▼
Issue #1569, opened 2023-06-09
Ban behavior functions in a LookUp / Filter predicate


MikeStall:
https://learn.microsoft.com/en-us/power-platform/power-fx/reference/function-filter-lookup

The predicate in Lookup/Filter may run an unspecified number of numbers.  Semantically, it could run on every row. For delegation, it may run once and results captured and passed in. 

For side-effecting predicates, that could lead to major randomness. 

eg: the Collect() inside the predicate is side-effecting and should be illegal

`LookUp(t1, LocalId=Collect(t1, {  Price : 200}).LocalId).Price`

The make may expect it run  once, but if it's non-delegated, it could run many times. 

This case would require the predicate run every time because of the per-record dependency on Field2. 
`LookUp(t1, LocalId=Collect(t1, {  Price : ThisRecord.Field2}).LocalId).Price`

A maker can be explicit and hoist the behavior property themselves. :

`With({val : Collect(,...)}, LookUp(t1, LocalId=val.LocalId).Price);

MikeStall:
CC: @gregli-msft / @CarlosFigueiraMSFT

PR #1617, opened 2023-06-28
Ban behavior within filter funtions

anderson-joyle:
Issue #1569.


LucGenetier:
✅ No public API change.

src/strings/PowerFxResources.en-US.resx
```diff
@@ -5286,4 +5286,8 @@
   <data name="AboutPlainText_text" xml:space="preserve">
     <value>The text to have its HTML and XML tags removed.</value>
   </data>
+  <data name="ErrFilterFunctionBahaviorAsPredicate" xml:space="preserve">
+    <value>Filter functions don't allow behavior function as predicate.</value>
```
CarlosFigueiraMSFT, line 5290: >don't allow behavior function [](http://example.com/codeflow?start=28&length=29)

Suggestion: "...don't allow behavior functions as predicates" (plural in 'function' and 'predicate')

src/libraries/Microsoft.PowerFx.Core/Texl/Builtins/FilterDelegationBase.cs
```diff
@@ -184,6 +184,19 @@ protected bool IsValidDelegatableFilterPredicateNode(TexlNode dsNode, TexlBindin
             return true;
         }
 
+        public override void CheckSemantics(TexlBinding binding, TexlNode[] args, DType[] argTypes, IErrorContainer errors)
```
CarlosFigueiraMSFT, line 187: >CheckSemantics [](http://example.com/codeflow?start=29&length=14)

While I think this is the right thing to do, this is technically a breaking change for Power Apps, so we should only enforce this check with PowerFxV1CompatibilityRules.

MikeStall, line 187: >override [](http://example.com/codeflow?start=15&length=8)

Putting on this base class make sense. 

It looks like this will catch: 
CountIf, Filter, LookUp.  (and possibly anything in PA derived that's not in Fx).

LucGenetier:
✅ No public API change.

LucGenetier:
✅ No public API change.

src/tests/Microsoft.PowerFx.Core.Tests/ExpressionTestCases/FilterFunctions_V1CompatDisabled.txt
```diff
@@ -0,0 +1,7 @@
+﻿#SETUP: EnableExpressionChaining,MutationFunctionsTestSetup,disable:PowerFxV1CompatibilityRules
+
+>> With({t1:Table({a:1}), t2:Table({a:1})}, LookUp(t1, a=Collect(t2, {a:2}).a))
+Blank()
+
+>> With({t1:Table({a:1}), t2:Table({a:1})}, Filter(t1, a=Collect(t2, {a:2}).a))
+Table()
```
CarlosFigueiraMSFT: We probably don't need this test - we don't want to specify that this behavior is "expected" - we just allow it for legacy reasons

src/libraries/Microsoft.PowerFx.Core/Texl/Builtins/FilterDelegationBase.cs
```diff
@@ -184,6 +184,23 @@ protected bool IsValidDelegatableFilterPredicateNode(TexlNode dsNode, TexlBindin
...
+        {
+            if (binding.Features.PowerFxV1CompatibilityRules)
+            {
+                for (int i = 1; i < args.Length; i++)
+                {
+                    var node = args[i];
+
+                    // If a filter function contains a side effect call as predicate, this is a compilation compilation error.
```
CarlosFigueiraMSFT, line 195: >compilation compilation [](http://example.com/codeflow?start=96&length=23)

duplicate word

LucGenetier:
✅ No public API change.

CarlosFigueiraMSFT (approved):
🚢

LucGenetier:
✅ No public API change.

PR #1621, opened 2023-06-28
Fix recent constant change affecting named enums

rick-nguyen:
Previous PR for named formulas would mark named enums as false even if they were true: https://github.com/microsoft/Power-Fx/pull/1602


src/libraries/Microsoft.PowerFx.Core/Binding/Binder.cs
```diff
@@ -2807,13 +2806,14 @@ public override void Visit(FirstNameNode node)
                     return;
                 }
 
+                var isConstantNamedFormula = lookupInfo.Kind == BindKind.Enum;
```
lesaltzm, line 2809: naming: this is just `isConstant`. An enum is not a named formula.

lesaltzm: Or, just set this to false, since you have the enum check lower down.

LucGenetier:
✅ No public API change.

LucGenetier:
✅ No public API change.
▲
* [Task instructions] From the records above, quote only the lines running from the line with "CC: @gregli-msft / @CarlosFigueiraMSFT" to the line with "While I think", both lines included.

* [Task response]
CC: @gregli-msft / @CarlosFigueiraMSFT

PR #1617, opened 2023-06-28
Ban behavior within filter funtions

anderson-joyle:
Issue #1569.


LucGenetier:
✅ No public API change.

src/strings/PowerFxResources.en-US.resx
```diff
@@ -5286,4 +5286,8 @@
   <data name="AboutPlainText_text" xml:space="preserve">
     <value>The text to have its HTML and XML tags removed.</value>
   </data>
+  <data name="ErrFilterFunctionBahaviorAsPredicate" xml:space="preserve">
+    <value>Filter functions don't allow behavior function as predicate.</value>
```
CarlosFigueiraMSFT, line 5290: >don't allow behavior function [](http://example.com/codeflow?start=28&length=29)

Suggestion: "...don't allow behavior functions as predicates" (plural in 'function' and 'predicate')

src/libraries/Microsoft.PowerFx.Core/Texl/Builtins/FilterDelegationBase.cs
```diff
@@ -184,6 +184,19 @@ protected bool IsValidDelegatableFilterPredicateNode(TexlNode dsNode, TexlBindin
             return true;
         }
 
+        public override void CheckSemantics(TexlBinding binding, TexlNode[] args, DType[] argTypes, IErrorContainer errors)
```
CarlosFigueiraMSFT, line 187: >CheckSemantics [](http://example.com/codeflow?start=29&length=14)

While I think this is the right thing to do, this is technically a breaking change for Power Apps, so we should only enforce this check with PowerFxV1CompatibilityRules.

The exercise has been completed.